Personal information
- Date of birth: August 13, 1951 (age 74)
- Place of birth: Villasanta, Italy
- Height: 1.74 m (5 ft 8+1⁄2 in)
- Position: Striker

Senior career*
- Years: Team / Apps / (Gls)
- 1968–1972: Milan / 38 / (12)
- 1969–1970: → Alessandria (loan) / 30 / (5)
- 1972–1973: Sampdoria / 19 / (0)
- 1973–1974: Foggia / 29 / (5)
- 1974–1975: Arezzo / 28 / (8)
- 1975–1976: Milan / 3 / (1)
- 1976–1977: Ascoli / 37 / (15)
- 1977–1978: Cagliari / 20 / (2)
- 1978–1979: Pistoiese / 15 / (1)
- 1979–1980: Civitanovese / 19 / (7)
- 1980–1982: Lucchese
- 1982–1983: Derthona

International career
- 1970–1971: Italy U-21 / 2 / (0)

= Silvano Villa =

Italian footballer

Silvano Villa (born August 13, 1951 in Villasanta) is a retired Italian professional football player.

==Career==
Villa began playing football with Milan but did not initially feature for the first team.
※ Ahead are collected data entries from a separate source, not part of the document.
PR #4125, opened 2020-05-26
[WIP] Add feature to enable reply with @-mention.

### LINKED ISSUE #3436: Provide "reply with mention" option

agrawal-d:
Closes #3436.

Todo
- [x] Add the @-mention to the message input.
- [ ] Show the keyboard automatically.


chrisbobbe:
I'm seeing some strange behavior in the WebView when I press "Reply with mention" on iOS; it's spending a really long time in the "LOADING" state; details [here](https://chat.zulip.org/#narrow/stream/243-mobile-team/topic/WebView.20.22LOADING.22.20state/near/890935).

agrawal-d:
Needs clean up of the edit-message architecture first, as suggested by Greg [here](https://chat.zulip.org/#narrow/stream/243-mobile-team/topic/.23M2757.20Cannot.20cancel.20editing.20messages/near/879116)

gnprice:
> Needs clean up of the edit-message architecture first, as suggested by Greg [here](https://chat.zulip.org/#narrow/stream/243-mobile-team/topic/.23M2757.20Cannot.20cancel.20editing.20messages/near/879116).

Aka #4141, which I just filed a moment ago.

After a loan spell with lower-level side Alessandria, he returned to Milan where he would make his Serie A debut against Foggia on 4 October 1970. He played 5 seasons (89 games, 18 goals) in the Serie A for A.C. Milan, U.C. Sampdoria and U.S. Foggia.

He scored 5 goals for A.C. Milan in the 1971–72 UEFA Cup.